(Beginning of Supplied data)

PR #1009, opened 2022-08-05
Ram HD

realfast:
This implements the RAM_HD trucks into the standard Chrysler brand.


adeebshihadeh:
Continued in #1010, I wasn't able to push to this branch for some reason.

PR #1022, opened 2022-08-11
Simple integrating fan controller

robbederks:


robbederks:
TODO:
- [ ] do we need to expose the error integral / actual pwm output?
- [ ] board-specific max fan RPM?
- [ ] do we need a D-controller as well to reduce the alternator issue (commaai/openpilot#24688)?

adeebshihadeh:
> * [ ]  do we need to expose the error integral / actual pwm output?

I think it would be nice to have in the health packet.

PR #1579, opened 2023-08-14
Ruff: propgate config from OP

jnewb1:


tests/rtc_test.py
```diff
@@ -4,7 +4,7 @@
 import datetime
 
 sys.path.append(os.path.join(os.path.dirname(os.path.realpath(__file__)), ".."))
```
adeebshihadeh, line 6: this just looks like an old hacks, you can remove all of these too

adeebshihadeh (commented):
Nice, these all look like good improvements!

tests/rtc_test.py
jnewb1: done

PR #1584, opened 2023-08-16
Hyundai CAN FD: fix PCM cruise check

sshane:
The parsing of the CANFD `ACC_STATUS->ACCMode` signal only considers the first two bits (0x3 instead of 0x7), so it would consider any value from 1 to 3 to be enaged, and 0 and 4 to be disengaged. Which is mostly correct, since the EV6 route I found has it at 4 when disabled.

(End of Supplied data)

Required work
Your reply should match the data above exactly, line for line.

Final answer
PR #1009, opened 2022-08-05
Ram HD

realfast:
This implements the RAM_HD trucks into the standard Chrysler brand.


adeebshihadeh:
Continued in #1010, I wasn't able to push to this branch for some reason.

PR #1022, opened 2022-08-11
Simple integrating fan controller

robbederks:


robbederks:
TODO:
- [ ] do we need to expose the error integral / actual pwm output?
- [ ] board-specific max fan RPM?
- [ ] do we need a D-controller as well to reduce the alternator issue (commaai/openpilot#24688)?

adeebshihadeh:
> * [ ]  do we need to expose the error integral / actual pwm output?

I think it would be nice to have in the health packet.

PR #1579, opened 2023-08-14
Ruff: propgate config from OP

jnewb1:


tests/rtc_test.py
```diff
@@ -4,7 +4,7 @@
 import datetime
 
 sys.path.append(os.path.join(os.path.dirname(os.path.realpath(__file__)), ".."))
```
adeebshihadeh, line 6: this just looks like an old hacks, you can remove all of these too

adeebshihadeh (commented):
Nice, these all look like good improvements!

tests/rtc_test.py
jnewb1: done

PR #1584, opened 2023-08-16
Hyundai CAN FD: fix PCM cruise check

sshane:
The parsing of the CANFD `ACC_STATUS->ACCMode` signal only considers the first two bits (0x3 instead of 0x7), so it would consider any value from 1 to 3 to be enaged, and 0 and 4 to be disengaged. Which is mostly correct, since the EV6 route I found has it at 4 when disabled.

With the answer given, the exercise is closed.